Indiana legislature pushes bills that would expand access to guns
As a national debate rages over gun control, some lawmakers in the Republican-controlled Indiana General Assembly are pushing measures intended to expand access to firearms.
One measure would get rid of Indiana’s licensing requirement to carry a handgun. Another would allow guns at public universities and state office buildings. And a third would make it easier for repeat alcohol offenders to get a handgun license.
Those proposals are drawing concerns from gun control advocates, university officials and some in law enforcement. And it’s not clear the measures have the support of legislative leaders or Gov. Mike Pence.
But supporters say the moves are needed to rid state law of unnecessary burdens on those who want to carry weapons.
“It doesn’t make sense to me to make a lawful person jump through hoops and have to pay the state money so they can exercise their constitutionally protected right,” said Rep. Jim Lucas, the Seymour Republican behind two of the measures.
One of them, House Bill 1056, would repeal an Indiana law that requires people to get a license to carry a handgun on their person or in their car. The other, House Bill 1055, would prohibit state agencies, including public universities, from regulating firearms in public buildings or land.
A third bill, filed last week by Sen. Jim Tomes, R-Wadesville, would repeal a law that prevents those with repeat alcohol offenses, such as drunken driving or public intoxication, from getting a handgun license.
Lucas said the proposals would make it easier for law-abiding citizens to better protect themselves in places where handguns are currently banned, including the Statehouse, without the administrative hassles of applying for a license and paying a $75 fee.
Current prohibitions on who can carry a handgun — people with domestic violence convictions or who have been involuntarily committed to a mental institution — would remain in place under his proposals, Lucas said.
But some university officials say allowing college students to carry weapons to class could do more harm than good.
“Purdue remains committed to its long-standing policy that prohibits weapons on campus,” said John Cox, Purdue University police chief. “Our primary concern is that a change to that policy could negatively impact the dynamics of our campus community and complicate the ability of police and other emergency personnel that would respond to situations in which multiple people could be armed.”
Mark Land, a spokesman for Indiana University, said the school has “consistently opposed efforts to allow individuals to carry guns on our campuses.”
“In our view, to allow the introduction of guns on our campuses would unnecessarily increase the risk to our students, employees and guests,” he said.
Efforts to roll back Indiana’s already lax gun restrictions come as President Barack Obama seeks to curb gun violence with new executive actions aimed at gun shows and Internet sales. The proposals also come as Indianapolis grapples with a record number of homicides and a sharp uptick in shootings.

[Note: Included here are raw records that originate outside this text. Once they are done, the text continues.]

PR #828, opened 2026-07-21
GH-817: Valueresolver does not resolve the case properties in a building block

marijnritense:
Changed `case:` value resolver to always retrieve data from the case, even within the context of a building block. When within the context of a building block, no data can be written to a case.

Solves https://github.com/generiekzaakafhandelcomponent/gzac-issues/issues/817


backend/process-document/src/main/kotlin/com/ritense/processdocument/resolver/DocumentTableValueResolver.kt
```diff
@@ -65,9 +65,13 @@ class DocumentTableValueResolver(
     }
 
     override fun handleValues(processInstanceId: String, variableScope: VariableScope?, values: Map<String, Any?>) {
-        val documentId =
-            processDocumentService.getDocumentId(OperatonProcessInstanceId(processInstanceId), variableScope)
-        handleValues(documentId, values)
+        val operatonProcessInstanceId = OperatonProcessInstanceId(processInstanceId)
+        val documentId = processDocumentService.getDocumentId(operatonProcessInstanceId, variableScope)
```
ivo-ritense, line 69: Klaas just introduced a help for this kind of thing https://github.com/valtimo-platform/valtimo/blob/next-minor/backend/process-document/src/main/kotlin/com/ritense/processdocument/helper/GetJsonSchemaDocumentHelper.kt#L52

ivo-ritense (approved):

Despite Republican opposition to Obama’s efforts, GOP leaders at the Statehouse hesitated to embrace the proposals from Lucas and Tomes.
“I think the current system works. Concealed carry is available to law-abiding citizens, like myself, with the pink permit in my pocket,” said House Speaker Brian Bosma, R-Indianapolis.
He added that the proposal to allow repeat alcohol offenders to obtain a license “gives me pause.”
“We need to be sure that responsible law-abiding citizens have the right to bear arms legally in our state. That’s assured by the Constitution,” he said. “But we also need to be certain those who should not be bearing arms, like those who have a history of domestic abuse or mental health problems, do not have the unfettered right to bear arms. So I haven’t formulated an opinion on the alcohol offenders yet.”
Senate President Pro Tempore David Long, R-Fort Wayne, also declined to take a position on the legislation.
“We haven’t had any discussion on that,” he said. “I’ve got to read it and talk about it.”
Pence said he couldn’t comment on the bills because he hadn’t had time to review them.
“I believe Indiana has a good framework of laws that see to it that our right to keep and bear arms is safe,” he said. “But look, I believe that firearms in the hands of law-abiding citizens keeps us more safe, not less safe.”